В пятом слове объясняются три последних прошения молитвы Господней. Между прочим проповедник здесь говорит: «Просишь об оставлении долгов; почему же мучишь сам должника? Умоляешь, чтобы рукописание на тебя было изглажено, а сам тщательно хранишь договоры с занявшими у тебя в долг? Просишь об уменьшении долгов, а сам данное в долг приращаешь лихвой! Твой должник в темнице, а ты в доме молитвы! Он страдает за долги, а ты испрашиваешь оставления долга!

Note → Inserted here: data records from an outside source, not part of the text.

PR #7864, opened 2026-04-28
Move bitrate detection to web

viown:
Moves the bitrate detection logic from the legacy apiclient to web. No change in detection behavior is made, other than an additional guard to prevent more than one test from running at the same time.

Moving the bitrate detection behavior to web paves the way to eventually revising how the bitrate calculation behavior is done

### Changes
Move bitrate detection to web

### Issues
N/A

### Code assistance
None

---

### DIFF
--- a/src/utils/bitrateTest.ts
+++ b/src/utils/bitrateTest.ts
@@ -145,6 +145,7 @@ const detectBitrateInternal = (api: Api, tests: BitrateTest[], index: number, cu
     const test = tests[index];
 
     return getDownloadSpeed(api, test.bytes).then(
+        // eslint-disable-next-line sonarjs/function-return-type
         (bitrate) => {
             if (bitrate < test.threshold) {
                 return normalizeReturnBitrate(bitrate);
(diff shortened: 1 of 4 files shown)


src/utils/bitrateTest.ts
thornbill, line 1: Was this more or less copied from the apiclient?

viown: Only partially. I re-wrote almost all of it by hand to make sure it works with the TS SDK.

thornbill: I was just curious. It doesn't really matter either way. 😄

src/utils/bitrateTest.ts
```diff
@@ -0,0 +1,224 @@
...
+    if (index >= tests.length) {
+        return Promise.resolve(normalizeReturnBitrate(currentBitrate || 0));
+    }
+
+    const test = tests[index];
+
+    return getDownloadSpeed(api, test.bytes).then(
+        (bitrate) => {
+            if (bitrate < test.threshold) {
+                return Promise.resolve(normalizeReturnBitrate(bitrate));
```
thornbill: Since we're already in a promise chain here, returning `Promise.resolve` doesn't seem necessary (as sonar flagged).

viown: I think I originally added this because Sonar complained about mismatched types

thornbill: Well that's dumb. I would just add a comment to ignore the "error".

thornbill (approved):

PR #7867, opened 2026-05-01
Promote delete to top-level action and fix post-delete UI refresh

xanderphillips:
### Changes

Delete was previously only accessible through the More (...) overflow menu,
requiring several extra clicks for a very common activity.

Твоя молитва не услышана, потому что ее заглушает голос страждущего».

Говоря вообще, объяснения на молитву Господню Григория по достоинству содержания должны быть поставлены ниже не только толкования на тот же предмет Оригена, но и Киприана.

В беседах о блаженствах, как и о молитве характер толкования существенно разнится от объяснений на кН. Песнь Песней и Экклезиаста: по самому характеру предмета здесь является менее места иносказаниям и аллегориям; вместо таких толкований они содержат в себе ряд прекрасных частных нравоучительных мыслей, всегда обоснованных на учении догматическом. Говоря об отречении от суеты мирской, от чувственных наслаждений, об умерщвлении в себе страстей и похотей и. т.д., проповедник обосновывает свои мысли на учении о дрвенем грехопадении, о порче человеческой природы и т.д. Достоинство содержащихся здесь догматических мыслей таково, что Эфесский собор приводит как основание для своих рассуждений о двух естествах в И. Христе мысли Григория, содержащиеся в первой беседе Григория. Наглядность и живость объяснений – выдающаяся черта этих бесед. Особенно замечательны типы кичливого в первой беседе и гневливого в седьмой35 живо напоминающие подобные же классические характеристики у Василия Великого.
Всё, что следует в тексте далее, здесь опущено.